§ **WHAT TO PRODUCE**:
Please retype all of the data below, word for word.

========

PR #34, opened 2016-04-22
Disallow use from root namespace

kukulich:


kiding:
Can this very change be enforced using PHP_CodeSniffer, or any other tool available? #245 suggests Slevomat Coding Standard can not, but I was wondering if @kukulich has a suggestion.

mssimi:
@kiding https://github.com/FriendsOfPHP/PHP-CS-Fixer/blob/2.18/doc/rules/import/global_namespace_import.rst

PR #43, opened 2016-06-14
Failure test

jirastom:
Case of reference name join and use statement Join do not match (SlevomatCodingStandard.Namespaces.UnusedUses.MismatchingCaseSensitivity)


ondrejmirtes:
Thanks! Fixed with https://github.com/slevomat/coding-standard/commit/0a12b4a1fda0157d199a1e0e8f8c163902eba573 and merged as https://github.com/slevomat/coding-standard/commit/58dafeac2598a8d98a81c55d28c234f798588ba1

PR #45, opened 2016-07-11
False positive for private property used in string

voda:
Hey, found a bug where private properties are marked as unused even if they used in double quoted strings `"{$this->foo}"`.


ondrejmirtes:
This is not trivial to fix. Feel free to send a PR that would work with all the ways that properties can be accessed inside strings. So `{$this->foo . $this->bar}` also works etc.

Or use a different way how to concatenate strings dynamically. Our preferred way to do this is with `sprintf`.

PR #50, opened 2016-08-06
composer: autoload sniffs so they can be used in 3rd party apps

TomasVotruba:
This is needed, if I want to use those sniffs via composer autoload, and not custom PHP_CodeSniffer autoload.

Ref: https://github.com/Symplify/PHP7_CodeSniffer

### DIFF
--- a/composer.json
+++ b/composer.json
@@ -17,9 +17,14 @@
 		"phpunit/phpunit": "^5.0",
 		"satooshi/php-coveralls": "^1.0"
 	},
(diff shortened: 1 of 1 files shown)


ondrejmirtes:
Thanks 👍  Using these sniffs as dependencies in other way than via include `ruleset.xml` didn't occur to me, hope they will be useful.

TomasVotruba:
Thank you! Helps a lot

PR #54, opened 2016-08-09
Fix false positive warning about missing type hint by defining extern…

pepakriz:
…al namespaces


ondrejmirtes:
@pepakriz I don't like it because there's no way to deal with multiple-level inheritance hierarchy:

Foo <-- Bar <-- External\BaseClass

========

§ **SOLUTION TO THE PROBLEM**:
PR #34, opened 2016-04-22
Disallow use from root namespace

kukulich:


kiding:
Can this very change be enforced using PHP_CodeSniffer, or any other tool available? #245 suggests Slevomat Coding Standard can not, but I was wondering if @kukulich has a suggestion.

mssimi:
@kiding https://github.com/FriendsOfPHP/PHP-CS-Fixer/blob/2.18/doc/rules/import/global_namespace_import.rst

PR #43, opened 2016-06-14
Failure test

jirastom:
Case of reference name join and use statement Join do not match (SlevomatCodingStandard.Namespaces.UnusedUses.MismatchingCaseSensitivity)


ondrejmirtes:
Thanks! Fixed with https://github.com/slevomat/coding-standard/commit/0a12b4a1fda0157d199a1e0e8f8c163902eba573 and merged as https://github.com/slevomat/coding-standard/commit/58dafeac2598a8d98a81c55d28c234f798588ba1

PR #45, opened 2016-07-11
False positive for private property used in string

voda:
Hey, found a bug where private properties are marked as unused even if they used in double quoted strings `"{$this->foo}"`.


ondrejmirtes:
This is not trivial to fix. Feel free to send a PR that would work with all the ways that properties can be accessed inside strings. So `{$this->foo . $this->bar}` also works etc.

Or use a different way how to concatenate strings dynamically. Our preferred way to do this is with `sprintf`.

PR #50, opened 2016-08-06
composer: autoload sniffs so they can be used in 3rd party apps

TomasVotruba:
This is needed, if I want to use those sniffs via composer autoload, and not custom PHP_CodeSniffer autoload.

Ref: https://github.com/Symplify/PHP7_CodeSniffer

### DIFF
--- a/composer.json
+++ b/composer.json
@@ -17,9 +17,14 @@
 		"phpunit/phpunit": "^5.0",
 		"satooshi/php-coveralls": "^1.0"
 	},
(diff shortened: 1 of 1 files shown)


ondrejmirtes:
Thanks 👍  Using these sniffs as dependencies in other way than via include `ruleset.xml` didn't occur to me, hope they will be useful.

TomasVotruba:
Thank you! Helps a lot

PR #54, opened 2016-08-09
Fix false positive warning about missing type hint by defining extern…

pepakriz:
…al namespaces


ondrejmirtes:
@pepakriz I don't like it because there's no way to deal with multiple-level inheritance hierarchy:

Foo <-- Bar <-- External\BaseClass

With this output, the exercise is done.